─── The records

PR #87, opened 2015-09-03
Added SunOS and ARM binaries to download matrix

phillipj:
SunOS and 32-bit Mac binaries was not added to the download matrix in the first place as iojs doesnt have these binaries and this site consisted only of iojs as of last week.

Also prepended http://nodejs.org to all downloads URLs, frustrating to get 404 requests when clicking these downloads link when running locally..

Will node v4 have SunOS and 32-bit mac binaries @rvagg?

#### BEFORE

image

#### AFTER

image

### DIFF
--- a/layouts/download.hbs
+++ b/layouts/download.hbs
@@ -16,21 +16,21 @@
                     <div class="download-hero full-width">
                         <ul class="no-padding">
                             <li>
-                                <a href="/dist/{{project.currentVersion}}/node-{{project.currentVersion}}-x86.msi">
+                                <a href="https://nodejs.org/dist/{{project.currentVersion}}/node-{{project.currentVersion}}-x86.msi">
                                     <img src="/static/images/platform-icon-win.png" height="50" width="45" alt="">
                                     Windows Installer
                                     <p class="small color-lightgray pad-bottom-small">node-{{project.currentVersion}}-x86.msi</p>
                                 </a>
                             </li>
                             <li>
-                                <a href="/dist/{{project.currentVersion}}/node-{{project.currentVersion}}.pkg">
+                                <a href="https://nodejs.org/dist/{{project.currentVersion}}/node-{{project.currentVersion}}.pkg">
                                     <img src="/static/images/platform-icon-osx.png" height="50" width="45" alt="">
                                     Macintosh Installer
                                     <p class="small color-lightgray pad-bottom-small">node-{{project.currentVersion}}.pkg</p>
                                 </a>
                             </li>
                             <li>
-                                <a href="/dist/{{project.currentVersion}}/node-{{project.currentVersion}}.tar.gz">
+                                <a href="https://nodejs.org/dist/{{project.currentVersion}}/node-{{project.currentVersion}}.tar.gz">
                                     <img src="/static/images/platform-icon-generic.png" height="50" width="45" alt="">
                                     Source Code
                                     <p class="small color-lightgray pad-bottom-small">node-{{project.currentVersion}}.tar.gz</p>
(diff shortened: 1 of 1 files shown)


Fishrock123:
cc @nodejs/build

I don't think we'll have 32-bit mac ones? Not sure about smartos.

@phillipj 
This page, however is greatly missing the ARM binaries, which are probably more important. :)

Fishrock123:
Also I suggest listing the `.xz` versions of any *nix (not mac) binaries. But that may not be correct. I'll let others chime in.

phillipj:
@Fishrock123 ARM indeed! Maybe I should make a separate PR ready to be merged when v4 arrives, which has ARM and `.xz`? As this was primarly meant to fix what's lacking in production at the moment for v0.12...

Fishrock123:
See: https://iojs.org/dist/v3.3.0/

I'd target 4.0.0. it should drop next monday/tuesday.

rvagg:
eeek, tbh I hadn't factored in `sunos` binaries for v4 but I should have a quick look at adding that back in, I just don't know much about producing those so no promises

phillipj:
Ok @Fishrock123, I'll revise to target v4 instead.

@rvagg np, just say the word if I should remove SunOS again.

mhdawson:
The other thing I think that is different from the previous site is that for at least for 0.12.X there were links to downloads where the pLinux, AIX and zLinux builds were available.  @jasnell

phillipj:
Pushed some changes targeting node v4 and new paths:
* ARM binaries
* Changed paths to 32-bit windows binaries 
* Mac binaries are not universal but 64-bit (as commented in #88 [comment](https://github.com/nodejs/new.nodejs.org/pull/88#issuecomment-137722521))

**Dont merge until v4 has been released!**

### UPDATED

image

rvagg:
Just to complicate matters we also have ARMv8 in the mix now, also reffered to as AARCH64 although "ARMv8" is probably good enough, maybe "ARMv8 64-bit".

Also, I'm not sure how Solaris folks feel about naming and whether "SunOS" makes sense these days. Honestly I have no idea but /cc @nodejs/build for help on naming here. Strictly speaking they are SmartOS.

phillipj:
Would appreciate some suggestions about exposing `.xz` files aswell if we want those in there aswell. Little hesitant to almost doubling the amount of rows. What I've played with locally has ended up looking like a mess IMO, but I'm not the most creative UX person around :)

rvagg:
You could always have a link down the bottom that says "All download options" that just links to the dist directory and they can figure it out, then you could avoid the more obscure platforms in the main table

fhemberger:
I think that's the best solution, only show the most popular platforms.

jbergstroem:
@rvagg can't really back any claims up, but I reckon the smartos/sunos binaries can be run on Illumos, OmniOS et al as well (SmartOS is actually a derivative of Illumos). Just saying that `smartos` might not be the most correct choice hence staying with as-is is at least neutral.

rvagg:
@jbergstroem right, but is "SunOS" right here? Should it be "Solaris"?

rvagg:
https://nodejs.org/download/nightly/v4.0.0-nightly201509079cae65c510/ has all of the download asset types that we're going to be going live with when we do v4.0.0, including "sunos-x64", "sunos-x86" and "linux-arm64" which are missing from RC 1. See https://nodejs.org/download/nightly/ for an index.tab and index.json with the full data if you want that for testing.

phillipj:
Included three ARM types and added link for all downloads at the bottom.

The SunOS / Solaris / SmartOS is the last remaining puzzle.

### UPDATED

image

rvagg:
Wikipedia:

> SunOS is a version of the Unix operating system developed by Sun Microsystems for their workstation and server computer systems. The SunOS name is usually only used to refer to versions 1.0 to 4.1.4 of SunOS. These versions were based on BSD, while SunOS version 5.0 and later are based on UNIX System V Release 4, and are marketed under the brand name Solaris.

Just go with SunOS I guess, wait till someone complains, which I'm sure they will if that's wrong

jbergstroem:
@rvagg I wonder if it even works on solaris.. reckon less change is better for now.

fhemberger:
I merged this already into a separate [node-4.0-release](https://github.com/nodejs/new.nodejs.org/tree/node-4.0-release) branch, so all required changes can go live at the same time.

phillipj:
Sounds like a good plan @fhemberger :+1: I'm closing this PR then.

──────

Task details:
Show each line of the records above containing "then".

Task answer:
You could always have a link down the bottom that says "All download options" that just links to the dist directory and they can figure it out, then you could avoid the more obscure platforms in the main table
Sounds like a good plan @fhemberger :+1: I'm closing this PR then.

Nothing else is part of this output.